作者
Hengzhao Liu,Huijuan Zhou,Hang Ye,Mengdi Li,Jiayu Ma,Ruimin Xi,Xiaozhou He,Peng Zhao
摘要
SUMMARY Persian walnut ( Juglans regia ) is an economically important nut oil tree; the fruit has a hard endocarp/shell to protect seeds, thus playing a key role in its evolution, and the shell thickness is an important trait for walnut breeding. However, the genomic landscape and the gene regulatory networks associated with walnut shell development remain to be systematically elucidated. Here, we report a high‐quality genome assembly of the walnut cultivar ‘Xiangling’ and construct a graphic structure pan‐genome of eight Juglans species to reveal the genetic variations at the genome level. We re‐sequence 285 accessions to characterize the genomic variation landscape. Through genome‐wide association studies (GWAS), we identified 19 loci associated with more than 268 loci that underwent selection during walnut domestication and improvement. Multi‐omics analyses, including transcriptomics, metabolomics, DNA methylation, and spatial transcriptomics across eleven developmental stages, revealed several candidate genes related to secondary cell biosynthesis and lignin accumulation.
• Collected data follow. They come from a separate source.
PR #3914, opened 2024-10-27
feat(pytest): configurable test path

### LINKED ISSUE #1620: (python) pytestOptions.testdir is not used
`pytestOptions` of `PythonProject` accepts a `testdir` property, which should allow specifying the folder pytest should use to find the tests.

However, it appears this property is never actually used: [pytest.ts](https://github.com/projen/projen/blob/main/src/python/pytest.ts#L34-L39).

mikejgray:
chore(docs): clarify pytestoptions.testdir purpose

Fixes #1620

---


mrgrain (changes requested):
I like the direction of this change, but it's getting more confusing with this.

Couple thoughts:

- if `testdir` is not what it claims to be and isn't even used in the component, we should deprecate it (both as options and component property).
- `testPaths` should probably be exposed as a prop on the component
- should the pytest samples be created outside of pytest?

Looking forward to a proposal that will create more consistency!

mikejgray:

This integrated multi‐omics approach revealed several candidate genes associated with secondary cell biosynthesis and lignin accumulation, such as UGP , MYB308, MYB83 , NAC043 , NAC073 , CCoAOMT1 , CCoAOMT7 , CHS2 , CESA7 , LAC7 , COBL4 , and IRX12 . Overexpression of JrUGP and JrMYB308 in Arabidopsis thaliana confirmed their roles in lignin biosynthesis and cell wall thickening. Consequently, our comprehensive multi‐omics findings offer novel insights into walnut genetic variation and network regulation of endocarp development and shell thickness, which enable further genome‐informed breeding strategies for walnut cultivar improvement.